それで、母上がじゃんけんで決めなさいって言って、じゃんけんに翔子が負けちゃって、航が先に耳掃除を母上にしてもらってるの。
ずるいよ、航。
母上に膝枕してもらってるんだよ!」

娘の訴えに土方は噴出しそうになるのをこらえていた。
なんて可愛い理由で怒っているんだろう、そう思ったけどそう言うと
「父上なんか嫌い!」
と言われそうだったので我慢する。

「じゃんけんに負けたんじゃ仕方ねーな。
まぁいつまでも航の耳掃除してるってわけじゃねぇんだから、おとなしく父上と待ってような。」
土方はそう言って翔子を抱き上げたまま、居間に入っていく。

「お帰りなさい。」
そう言ってくれた愛妻は膝の上に息子を乗せて耳を掃除していた。
「父上お帰りなさい。」
息子はそう言ってはくれたものの、九兵衛の膝の上で気持ちよさそうに目を閉じている。

俺が九兵衛に膝枕なんかしてもらったの、いつだったっけ?
余りに気持ち良さそうな息子の顔を見ていると、そんなことを思ってしまう。

「はい、終わり。
翔子と交代。

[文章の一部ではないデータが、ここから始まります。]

PR #493, opened 2020-08-26
Fix Admin Configuration for Email Addresses

tubbo:
The hard-coded `config.email_from` and `config.email_to` settings conflict with the out-of-box administrable configuration for the "Email From" and "Email To" settings. This causes a warning for admins that explain why the settings on "Email To" and "Email From" won't take effect. Since the whole purpose of moving these settings to admin configuration was to let admins actually change them, the `config.email_from` and `config.email_to` settings have been removed from both default configuration and the `workarea:install` generator.

### DIFF
--- a/core/config/initializers/00_configuration.rb
+++ b/core/config/initializers/00_configuration.rb
@@ -156,14 +156,15 @@ Workarea::Configuration.define_fields do
   end
 
   fieldset 'Communication', namespaced: false do
+
     field 'Email From',
       type: :string,
-      default: 'noreply@example.com',
+      default: -> { "#{Workarea.config.site_name} <noreply@#{Workarea.config.host}>" },
       description: 'The email address used as the sender of system emails'
 
     field 'Email To',
       type: :string,
-      default: 'customerservice@example.com',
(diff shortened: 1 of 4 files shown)


tubbo:
image

core/config/initializers/00_configuration.rb
```diff
@@ -156,14 +156,15 @@
   end
 
   fieldset 'Communication', namespaced: false do
+
     field 'Email From',
       type: :string,
-      default: 'noreply@example.com',
+      default: -> { "#{Workarea.config.site_name} <noreply@#{Workarea.config.host}>" },
```
bencrouse, line 162: Is using a lambda actually supported? How did you test this?

mttdffy: default is passed through directly to the mongoid field definition, so if its supported by mongoid its supported here.

tubbo: Sure is! I tested it locally on my dev machine, first by restarting my server and then destroying the existing admin config that I had. When I went to the admin configuration page, I saw "noreply@store.test" as my Email From.

PR #495, opened 2020-08-27
Set Default Inventory Policy to "Standard" in Create Product Workflow

tubbo:
When creating a new product through the workflow, setting the "Inventory" on a particular SKU would still cause the `Inventory::Sku` to be created with the "Ignore" policy rather than "Standard". Setting inventory on a SKU now automatically causes the `Inventory::Sku` record to be created with a policy of "Standard" so as to deduct the given inventory to the varaint. When no inventory is given, Workarea will fall back to the default of "Ignore".

### DIFF
--- a/admin/app/controllers/workarea/admin/bulk_variant_saving.rb
+++ b/admin/app/controllers/workarea/admin/bulk_variant_saving.rb
@@ -21,8 +21,9 @@ module Workarea
         end
 
         if attributes[:inventory].present?
-          inventory = Inventory::Sku.find_or_create_by(id: variant.sku)
+          inventory = Inventory::Sku.find_or_initialize_by(id: variant.sku)
           inventory.available = attributes[:inventory]
+          inventory.policy = 'standard' if inventory.new_record?
           inventory.save!
         end
       end


admin/app/controllers/workarea/admin/bulk_variant_saving.rb
```diff
@@ -23,6 +23,7 @@ def save_variant_on_product(product, attributes: {}, variant: nil)
         if attributes[:inventory].present?
           inventory = Inventory::Sku.find_or_create_by(id: variant.sku)
           inventory.available = attributes[:inventory]
+          inventory.policy = 'standard'
```
bencrouse, line 26: So it looks like this is used in sequential editing as well, where the `Inventory::Sku` might already exist and so this would override whatever it was already set to. Can you put a check on this to only do this if the inventory is new?

Side note, is there a reason it uses `find_or_create_by` instead of `find_or_initialize_by`? That's just doing an extra db write.

tubbo: No idea, but I was thinking the same thing. Mind if I change that to `.find_or_initialize_by`?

」
その時、九兵衛が声をかけて航の頭を撫でた。
「え〜、もっと膝枕してよ、母上ぇ。」
「航ずるい!!
次は翔子の番だよ!!」
翔子が抗議をする。

「まったく…」
九兵衛が苦笑した時、居間の空気が凍った。
「いや、わりぃけど次は父上の番だな。
父上、仕事で疲れてるから母上に癒してもらわねぇと。」
と土方が言い放ったからだ。

「「「え?」」」
「いやだから、俺も仕事で疲れてんの。
今日も総悟が警邏さぼりやがるしよー、山崎の報告書は作文だしよー、近藤さんは相変わらずストーカーだしよー。
父上が一番疲れてるから次は父上の番な。」

「ずるい!!
父上ずるい!!」
叫ぶ娘に土方は言う。
「あのな、母上は父上の奥さんなんだよ。
母上が世界で一番愛してるのは父上で、父上も母上を世界で一番愛してんの。
だから次は父上の番。」
「大人気ないよ!!」
翔子の言葉に土方は言い返す。
「お前、難しい言葉知ってんなー。
でもお前たちはいずれ好きなやつを見つけてそいつと一緒に生きてくんだよ。
父上は母上と出会って、もう母上と一生生きていくことに決めたから、まぁ仕方ないだろ。」

「違う!!
母上は大きくなった僕と結婚するんだ!」
立ち上がって叫ぶ息子に
「バカだなー、お前。
もう母上は父上と結婚してるから他の人と結婚できないの。」
土方は得意顔だ。

「じゃ、父上が母上とリコンすればいい。」
「てめっ、どこでそんな言葉覚えやがった?!
俺は九兵衛と離婚なんかしねーよ!」

「もうそこまでにしろ。
耳かきは次は翔子の番。
父上は着替えを先にして来い、着物は出してあるから。
そうしたら、次は父上の番。
はい、翔子おいで。
父上は着替えに行ってきて、航はそこでおとなしく待ってなさい。」
九兵衛の言葉に全員が渋々返事をして、言われた通りにしようとする。

「それから、母上が世界で一番愛してるのは父上だ。
だけど、何かあった時に母上が真っ先に守るのは父上じゃなくて航と翔子だ。
父上もそれは同じだよ。
航と翔子は父上と母上にとって、大事な存在なんだよ。」

九兵衛の言葉に航と翔子がにっこり笑う。
「「どうもありがとう、父上、母上!」」

「「いいえ、どういたしまして。」」
土方と九兵衛も笑みを浮かべて子供たちを見た。

ふいに、幸せだなぁという気持ちが土方の胸にこみ上げてくる。
鬼の副長なんて言われているけど、そんな自分にこんな普通の、だけどあたたかくて優しい家庭を築けたのは九兵衛と結婚したからだ。
家に帰ってくると愛してる嫁がいて、可愛い子供たちがいて、そうしてこうやって家族で笑い合える。
大事な存在を得ることができたこと。
それがどれだけ幸せなことか。

土方は、着替えの用意してある夫婦の寝室に向かいながら、自然とこぼれる笑みを抑え切れなかった。